Issue #1370, opened 2024-02-26
Asymmetric padding is not supported


AdrianEddy:
**Describe the bug**
I'm trying to run the face detector and landmarker model from [MediaPipe](https://developers.google.com/mediapipe/solutions/vision/face_landmarker).
I first converted the `face_detector.tflite` to ONNX by running `python -m tf2onnx.convert --tflite face_detector.tflite --output face_detector.onnx --opset 15` and I'm trying to run the resulting ONNX models in Burn

When trying to run the ONNX to Burn conversion, I'm getting this log and a panic:
```
   WARN burn_import::onnx::dim_inference: Must implement dimension inference for Pad
   WARN burn_import::onnx::dim_inference: Must implement dimension inference for Pad
   WARN burn_import::onnx::dim_inference: Must implement dimension inference for Pad
   WARN burn_import::onnx::dim_inference: Must implement dimension inference for Pad
   WARN burn_import::onnx::dim_inference: Must implement dimension inference for Pad
   WARN burn_import::onnx::dim_inference: Must implement dimension inference for Pad
   WARN burn_import::onnx::dim_inference: Must implement dimension inference for Pad
   WARN burn_import::onnx::dim_inference: Must implement dimension inference for Pad
   WARN burn_import::onnx::dim_inference: Must implement dimension inference for Pad
   WARN burn_import::onnx::dim_inference: Must implement dimension inference for Pad
   WARN burn_import::onnx::dim_inference: Must implement dimension inference for Pad
   INFO burn_import::onnx::from_onnx: Finished parsing ONNX file: src/model/face_detector.onnx
  DEBUG burn_import::burn::graph: Registering node => 'transpose'
  ERROR burn_import::logger: PANIC => panicked at ~\.cargo\registry\src\index.crates.io-6f17d22bba15001f\burn-import-0.12.1\src\onnx\op_configuration.rs:493:9:
  Asymmetric padding is not supported
```

build.rs contents:
```rust
use burn_import::onnx::ModelGen;
fn main() {
    ModelGen::new()
        .input("src/model/face_detector.onnx")
        .out_dir("model/")
        .run_from_script();
}
```

**To Reproduce**
Models I'm trying to run: 
[face_landmarker.zip](https://github.com/tracel-ai/burn/files/14410513/face_landmarker.zip)

**Expected behavior**
The conversion succeeds and I can run the model

**Desktop (please complete the following information):**
 - OS: Windows 11, Rust 1.76

[...]

Issue #2676, opened 2025-01-09
Support asymmetric padding for "same" padding with even kernel size


dfsfdfse:
**Describe the bug**
PaddingConfig::Same doesn't return the same input shape when kernel_size = [2, 2]

**Additional context**
```rust
use burn::backend::Wgpu;
use burn::backend::wgpu::WgpuDevice;
use burn::tensor::Distribution;

let device = WgpuDevice::BestAvailable;
let data: Tensor<Wgpu, 4> = Tensor::random([1, 3, 16, 16], Distribution::Default, &device);
let pool = MaxPool2dConfig::new([2, 2]).with_padding(PaddingConfig2d::Same).init();
let v = pool.forward(data);
println!("{:?}", v.shape());
```

laggui:
Thanks for flagging!

For even kernel sizes the "same" padding scheme actually requires asymmetric padding in order to produce the same output shape.

We only support symmetric padding right now, might be a good idea to add a check in the meantime 😅 

If you try a kernel size of 2, 4, 6 or any other even number with same padding I believe you will observe the same behavior.

antimora:
Fix submitted: https://github.com/tracel-ai/burn/pull/4263

PR #4263, opened 2025-12-29
[BREAKING] Add asymmetric padding support for conv and pool operations

antimora:
- Adds support for asymmetric (explicit) padding in Conv1d, Conv2d, Conv3d, MaxPool1d, MaxPool2d, AvgPool1d, and AvgPool2d operations
- Extends PaddingConfig1d and PaddingConfig2d with Explicit variants that specify per-side padding values

### Checklist

### Related Issues/PRs

Fixes https://github.com/tracel-ai/burn-onnx/issues/5
Fixes https://github.com/tracel-ai/burn/issues/1370
Related https://github.com/tracel-ai/burn/issues/2676
ONNX-side changes: https://github.com/tracel-ai/burn-onnx/pull/45

### Changes

burn-nn

- Extended PaddingConfig1d with Explicit(left, right) variant
- Extended PaddingConfig2d with Explicit(top, left, bottom, right) variant
- Added forward pass implementations for asymmetric padding in all conv and pool modules
- Added comprehensive unit tests for asymmetric padding

### Testing

- Unit tests for asymmetric padding in burn-nn (Conv1d, Conv2d, MaxPool1d, MaxPool2d, AvgPool1d, AvgPool2d)

### Breaking / Migration

PaddingConfig's Explicit variant expanded. For a quick migration of existing code, duplicate each padding value:
  - Explicit(n) -> Explicit(n, n)
  - Explicit(h, w) -> Explicit(h, w, h, w)
  - Explicit(d, h, w) -> Explicit(d, h, w, d, h, w)

### Follow-up / left-overs
* https://github.com/tracel-ai/burn/issues/4362

### DIFF
--- a/crates/burn-cubecl/src/kernel/conv/backward_data/tune.rs
+++ b/crates/burn-cubecl/src/kernel/conv/backward_data/tune.rs
@@ -115,7 +115,6 @@ fn create_key<R: CubeRuntime, const N: usize>(
         padding,
         dilation,
         groups,
-        ..
     } = options.clone();
 
     let lhs_stride_align = if out_grad.strides[dim_c] == 1 {
--- a/crates/burn-cubecl/src/kernel/conv/backward_weight/tune.rs
+++ b/crates/burn-cubecl/src/kernel/conv/backward_weight/tune.rs
@@ -118,7 +118,6 @@ fn create_key<R: CubeRuntime, const N: usize>(
         padding,
         dilation,
         groups,
-        ..
     } = options.clone();
 
     let lhs_stride_align = if out_grad.strides[dim_c] == 1 {
--- a/crates/burn-cubecl/src/kernel/conv/forward/tune.rs
+++ b/crates/burn-cubecl/src/kernel/conv/forward/tune.rs
@@ -117,7 +117,6 @@ fn create_key<R: CubeRuntime, const N: usize>(
         padding,
         dilation,
         groups,
-        ..
     } = options.clone();
 
     let lhs_stride_align = if input.strides[dim_c] == 1 {


crates/burn-nn/src/modules/conv/conv2d.rs
```diff
@@ -168,16 +168,33 @@ impl<B: Backend> Conv2d<B> {
...
+                &self.kernel_size,
+                &self.stride,
+            );
+            conv2d(
+                input,
+                self.weight.val(),
+                self.bias.as_ref().map(|bias| bias.val()),
+                ConvOptions::new(self.stride, padding, self.dilation, self.groups),
+            )
+        }
```
laggui: I think this should be applied at the functional `conv1d` level, otherwise there is a discrepancy when calling the module function directly. Same for the other nn module changes in the PR.

And perhaps we should add a note that asymmetric padding involves an explicit pad operation.

crates/burn-nn/src/padding.rs
```diff
@@ -25,7 +30,29 @@ impl PaddingConfig1d {
         match self {
             Self::Valid => 0,
             Self::Same => same_padding(),
-            Self::Explicit(value) => *value,
+            Self::Explicit(left, right) => {
+                if left != right {
+                    panic!("Asymmetric padding should be handled separately via is_asymmetric()")
+                }
+                *left
+            }
```
laggui: This only handles *explicit* asymmetric padding, but when `Same` padding is used with even kernel sizes the resulting padding could be asymmetric.

So this further reinforces my previous comment, explicit padding check should be applied at the module function level instead (after actual padding sizes have been computed).

laggui (changes requested):
Just a couple of changes needed, on top of the compilation error due to breaking `Explicit(...)` enum variant change.

khengari77:
Hi @antimora @laggui,

I've also been looking into this to support models like `Facial-Landmark-Detection` which use asymmetric padding and I was working on.

Since native support in `burn-nn` involves breaking changes to the `Explicit` enum variants, I experimented with an alternative **decomposition strategy strictly within `burn-import`**.

Instead of changing the runtime `PaddingConfig`, my approach handles it during ONNX import code generation:
1.  `onnx-ir`: Parses asymmetric padding into a new internal `Asymmetric` variant (non-breaking for burn-core).
2.  `burn-import`: When generating code for `Conv2d`/`Pool2d`:
    *   Configures the layer with `PaddingConfig2d::Valid`.
    *   Injects a `tensor.pad(...)` call immediately before the layer in the generated `forward` method.

This allows existing Burn versions to run these models without waiting for a breaking release or modifying the core tensor API. I have a branch with the initial code as a PoC. I might need to add the tests but it's pretty ready already

khengari77:
> Hi @antimora @laggui,
> 
> I've also been looking into this to support models like `Facial-Landmark-Detection` which use asymmetric padding and I was working on.
> 
> Since native support in `burn-nn` involves breaking changes to the `Explicit` enum variants, I experimented with an alternative **decomposition strategy strictly within `burn-import`**.
> 
> Instead of changing the runtime `PaddingConfig`, my approach handles it during ONNX import code generation:
> 
> 1. `onnx-ir`: Parses asymmetric padding into a new internal `Asymmetric` variant (non-breaking for burn-core).
> 2. `burn-import`: When generating code for `Conv2d`/`Pool2d`:
>    
>    * Configures the layer with `PaddingConfig2d::Valid`.
>    * Injects a `tensor.pad(...)` call immediately before the layer in the generated `forward` method.
> 
> This allows existing Burn versions to run these models without waiting for a breaking release or modifying the core tensor API. I have a branch with the initial code as a PoC. I might need to add the tests but it's pretty ready already

Here's my commit on my fork. I think this is the path is the one of least resistance and less breaking changes: 258d47b2f972ff0e3a6e5c5bc5745f1db3f00049

antimora:
@khengari77 thanks for looking into this as well. I thought going this route but it only benefits ONNX users and if users want to shift to Burn API then they need to do padding manually. 

I believe for this release we are okay to introduce a breaking change.

khengari77:
> @khengari77 thanks for looking into this as well. I thought going this route but it only benefits ONNX users and if users want to shift to Burn API then they need to do padding manually. 
> 
> I believe for this release we are okay to introduce a breaking change.

Actually I think you can create an abstraction over padding that internally decomposes in the same way. Again this will not introduce any breaking changes. Anyways if you see that the other choice is better in the long term then that's something else. Thanks for your response.

laggui:
> Actually I think you can create an abstraction over padding that internally decomposes in the same way. Again this will not introduce any breaking changes. Anyways if you see that the other choice is better in the long term then that's something else. Thanks for your response.

You mean having an `Asymmetric` variant? e.g.

```rust
#[derive(Config, Debug, PartialEq)]
pub enum PaddingConfig1d {
    Same,
    Valid,
    Explicit(usize), // i.e., symmetric
    Asymmetric(usize, usize),
}

#[derive(Config, Debug, PartialEq)]
pub enum PaddingConfig2d {
    Same,
    Valid,
    Explicit(usize, usize), // i.e., symmetric
    Asymmetric(usize, usize, usize, usize),
}
```

that's not a bad alternative, but if we go with a separation between explicit symmetric and asymmetric padding I would still rename `Explicit` -> `Symmetric` which is also a breaking change.

khengari77:
> but if we go with a separation between explicit symmetric and asymmetric padding I would still rename Explicit -> Symmetric which is also a breaking change

@laggui Quite what I was trying to say. I think you can add `Symmetric` side by side with `Explicit` and just mark it as deprecated and then remove it a few versions later. Just an opinion.

laggui:
One problem though with `Symmetric` and `Asymmetric` is that symmetry is a property that emerges from the values provided, not a fundamentally different kind of padding operation. Both represent explicit padding values. If you have `PaddingConfig1d::Asymmetric(2, 2)`, that's just symmetric anyway, which is a bit redundant.

So I think having a single `Explicit` variant is still preferable, and we can provide constructor methods e.g. `PaddingConfig1d::symmetric(pad)` as a shorthand.

antimora:
@laggui, ready for your review; I have updated/merged with burn-onnx rename.

crates/burn-backend/src/backend/ops/modules/base.rs
```diff
@@ -98,9 +98,14 @@ pub struct ConvOptions<const N: usize> {
...
     pub stride: [usize; N],
 
-    /// Padding.
+    /// Padding at the start of each dimension (top/left for 2D).
     pub padding: [usize; N],
 
+    /// Padding at the end of each dimension (bottom/right for 2D).
+    /// If `None`, uses the same values as `padding` (symmetric).
+    /// If `Some`, enables asymmetric padding where start != end.
+    pub padding_out: Option<[usize; N]>,
```
laggui: Hmmm not sure this is required to allow asymmetric padding, but I'll have to review this more carefully on Monday because too many changes have been made since my last review comment

antimora: @laggui ready for your review. I have separated ONNX related code to burn-onnx.

laggui: Yeah I still think this should not be added.

`padding_out` doesn't relate to convolutions (as opposed to conv transpose), even as a workaround to handle asymmetric padding. `ConvOptions` is provided to the backend convolution operation, which doesn't handle logical padding (asymmetric) but only the symmetric padding (supported by kernel implementations).

I'd keep `ConvOptions` as is, but the functional API can apply explicit asymmetric padding before dispatching to `B::conv1d(...)` like you currently implemented. We just need to handle the options differently, e.g.

```rust
pub fn conv1d<B>(
    x: Tensor<B, 3>,
    weight: Tensor<B, 3>,
    bias: Option<Tensor<B, 1>>,
    options: impl Into<LogicalConvOptionsType>,
) -> Tensor<B, 3>
```

(dummy name for the new options, but it would support `From<ConvOptions<1>>`  which is the current symmetric form, and also asymmetric padding specifier of some kind)

antimora: @laggui , okay, it should be addressed now.

crates/burn-cubecl/src/kernel/conv/backward_data/tune.rs
```diff
@@ -115,6 +115,7 @@ fn create_key<R: CubeRuntime, const N: usize>(
         padding,
         dilation,
         groups,
+        ..
```
laggui: Left overs?

crates/burn-cubecl/src/kernel/conv/backward_weight/tune.rs
```diff
@@ -118,6 +118,7 @@ fn create_key<R: CubeRuntime, const N: usize>(
         padding,
         dilation,
         groups,
+        ..
```
laggui: Same

crates/burn-cubecl/src/kernel/conv/forward/tune.rs
```diff
@@ -117,6 +117,7 @@ fn create_key<R: CubeRuntime, const N: usize>(
         padding,
         dilation,
         groups,
+        ..
```
laggui: Same

crates/burn-ir/src/operation.rs
```diff
@@ -1316,6 +1316,7 @@ impl From<Conv1dOptionsIr> for ConvOptions<1> {
         ConvOptions {
             stride: val.stride,
             padding: val.padding,
+
```
laggui: Same

crates/burn-ir/src/operation.rs
```diff
@@ -1327,6 +1328,7 @@ impl From<Conv2dOptionsIr> for ConvOptions<2> {
...
```
laggui: Same

crates/burn-ir/src/operation.rs
```diff
@@ -1338,6 +1340,7 @@ impl From<Conv3dOptionsIr> for ConvOptions<3> {
...
```
laggui: Same

crates/burn-nn/src/modules/conv/conv3d.rs
```diff
@@ -154,6 +154,15 @@ impl<B: Backend> Conv3d<B> {
...
     /// - output: `[batch_size, channels_out, depth_out, height_out, width_out]`
     pub fn forward(&self, input: Tensor<B, 5>) -> Tensor<B, 5> {
+        // Asymmetric 3D padding is not currently supported because burn's pad API
+        // only supports padding the last 2 dimensions
+        if self.padding.is_asymmetric() {
+            panic!(
+                "Asymmetric 3D padding is not currently supported. \
+                burn's pad API only supports 2D padding (last two dimensions)."
+            );
+        }
```
laggui: In this case I would remove the provisions from `PaddingConfig3d` entirely. More explicit, and users won't mistakenly set asymmetric padding.

crates/burn-nn/src/padding.rs
```diff
@@ -10,22 +25,62 @@ pub enum PaddingConfig1d {
...
+            Self::Same => calculate_same_padding(kernel_size, stride, length),
+            Self::Explicit(left, right) => (*left, *right),
+        }
+    }
+
+    /// Calculate symmetric padding for 1D operations.
+    /// Returns a single padding value (same for both sides).
+    /// Panics if asymmetric padding is detected.
+    #[allow(dead_code)] // Kept for API consistency with 2D/3D; may be used by future modules
     pub(crate) fn calculate_padding_1d(
```
laggui: Why keep dead code? It was restricted to the crate anyway, `calculate_padding_1d_pair` can be renamed to remove this.

crates/burn-nn/src/padding.rs
```diff
@@ -10,22 +25,62 @@ pub enum PaddingConfig1d {
...
+        }
+    }
+
+    /// Returns the explicit padding values (left, right).
+    /// Panics if not Explicit padding. For computed padding, use `calculate_padding_1d_pair()`.
+    pub fn as_tuple(&self) -> (usize, usize) {
+        match self {
+            Self::Explicit(left, right) => (*left, *right),
+            _ => panic!("as_tuple() only works with Explicit padding"),
         }
```
laggui: Where is this used? Outside of tests I couldn't find, and not sure where it would be useful. So I'd remove.

crates/burn-nn/src/padding.rs
```diff
@@ -10,22 +25,62 @@ pub enum PaddingConfig1d {
...
+    /// Applies explicit padding values.
+    /// Format: (left, right)
+    /// For symmetric padding, use the same value for both (e.g., `Explicit(1, 1)`).
+    Explicit(usize, usize),
 }
 
 impl PaddingConfig1d {
+    /// Calculate padding as (left, right) pair for 1D operations.
+    /// For `Same` padding, this computes the actual asymmetric padding if needed.
+    pub fn calculate_padding_1d_pair(
```
laggui: Also why is this public and not restricted to the crate?

crates/burn-nn/src/padding.rs
```diff
@@ -37,29 +92,68 @@ pub enum PaddingConfig2d {
...
+    /// Applies explicit padding values.
+    /// Format: (top, left, bottom, right)
+    /// For symmetric padding, use matching values (e.g., `Explicit(1, 1, 1, 1)`).
+    Explicit(usize, usize, usize, usize),
 }
 
 impl PaddingConfig2d {
+    /// Calculate padding as ((top, bottom), (left, right)) pairs for 2D operations.
+    /// For `Same` padding, this computes the actual asymmetric padding if needed.
+    pub fn calculate_padding_2d_pairs(
```
laggui: Same (make it `pub(crate)` only)

crates/burn-nn/src/padding.rs
```diff
@@ -37,29 +92,68 @@ pub enum PaddingConfig2d {
...
 
+    /// Returns the explicit padding values (top, left, bottom, right).
+    /// Panics if not Explicit padding. For computed padding, use `calculate_padding_2d_pairs()`.
+    pub fn as_tuple(&self) -> (usize, usize, usize, usize) {
         match self {
-            Self::Same => same_padding(),
-            Self::Valid => [0, 0],
-            Self::Explicit(v1, v2) => [*v1, *v2],
+            Self::Explicit(top, left, bottom, right) => (*top, *left, *bottom, *right),
+            _ => panic!("as_tuple() only works with Explicit padding"),
```
laggui: Also unused?

crates/burn-nn/src/padding.rs
```diff
@@ -71,11 +165,40 @@ pub enum PaddingConfig3d {
...
+    /// Applies explicit padding values.
+    /// Format: (front, top, left, back, bottom, right)
+    /// For symmetric padding, use matching values (e.g., `Explicit(1, 1, 1, 1, 1, 1)`).
+    Explicit(usize, usize, usize, usize, usize, usize),
 }
 
 impl PaddingConfig3d {
+    /// Calculate padding as ((front, back), (top, bottom), (left, right)) pairs for 3D operations.
+    /// For `Same` padding, this computes the actual asymmetric padding if needed.
+    pub fn calculate_padding_3d_pairs(
```
laggui: Same (`pub(crate)`)

crates/burn-nn/src/padding.rs
```diff
@@ -84,18 +207,294 @@ impl PaddingConfig3d {
...
+    /// Panics if not Explicit padding. For computed padding, use `calculate_padding_3d_pairs()`.
+    pub fn as_tuple(&self) -> (usize, usize, usize, usize, usize, usize) {
         match self {
-            Self::Same => same_padding(),
-            Self::Valid => [0, 0, 0],
-            Self::Explicit(v1, v2, v3) => [*v1, *v2, *v3],
+            Self::Explicit(front, top, left, back, bottom, right) => {
+                (*front, *top, *left, *back, *bottom, *right)
+            }
+            _ => panic!("as_tuple() only works with Explicit padding"),
```
laggui: Same (unused)

laggui (changes requested):
Much better with the `PaddedConvOptions` and `impl Into<PaddedConvOptions<N>>` 👍 

Still some leftover stuff that should probably removed, but once cleaned up should be good!

crates/burn-cubecl/src/kernel/conv/backward_data/tune.rs
antimora: Fixed. Removed the leftover `...` in the `ConvOptions` destructuring. All 4 fields are now explicitly listed so it's no longer needed.

crates/burn-cubecl/src/kernel/conv/backward_weight/tune.rs
antimora: Fixed.

crates/burn-cubecl/src/kernel/conv/forward/tune.rs
antimora: Fixed.

crates/burn-ir/src/operation.rs
antimora: Fixed. Removed the leftover blank lines.

crates/burn-ir/src/operation.rs
antimora: Fixed.

crates/burn-ir/src/operation.rs
antimora: Fixed.

crates/burn-nn/src/modules/conv/conv3d.rs
antimora: Done. Simplified `PaddingConfig3d::Explicit` to 3 symmetric fields `(depth, height, width)` instead of 6. Removed the `is_asymmetric()` check from conv3d forward — it was redundant since `calculate_padding_3d` already enforces symmetry.

crates/burn-nn/src/padding.rs
antimora: Removed. `calculate_padding_1d` is gone entirely. `calculate_padding_1d_pair` is the only 1D calculate function now.

crates/burn-nn/src/padding.rs
antimora: Removed `as_tuple()` from all three PaddingConfig types.

crates/burn-nn/src/padding.rs
antimora: Changed to `pub(crate)`.

crates/burn-nn/src/padding.rs
antimora: Done.

crates/burn-nn/src/padding.rs
antimora: Removed `is_asymmetric()` from all three PaddingConfig types — none were used outside of tests.

crates/burn-nn/src/padding.rs
antimora: Done.

crates/burn-nn/src/padding.rs
antimora: Removed.

crates/burn-backend/src/backend/ops/modules/base.rs
antimora: Agreed and done. `ConvOptions` is kept as-is (symmetric only). The functional API now uses `impl Into<PaddedConvOptions<N>>` which wraps `ConvOptions` with optional asymmetric padding. `From<ConvOptions<N>>` is implemented for backward compatibility. The functional layer handles explicit pad before dispatching to `B::conv1d/conv2d`.

Also addressed all the cleanup comments — removed leftovers in burn-cubecl tune files, burn-ir, simplified PaddingConfig3d to symmetric-only, removed dead code/unused methods from padding.rs, made calculate functions `pub(crate)`.

antimora: Resolved — `ConvOptions` no longer has `padding_out`. Asymmetric padding is handled via `PaddedConvOptions` at the functional layer only.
───
Say how many lines of the entries hold the string "files". Nothing but the number should be given.

2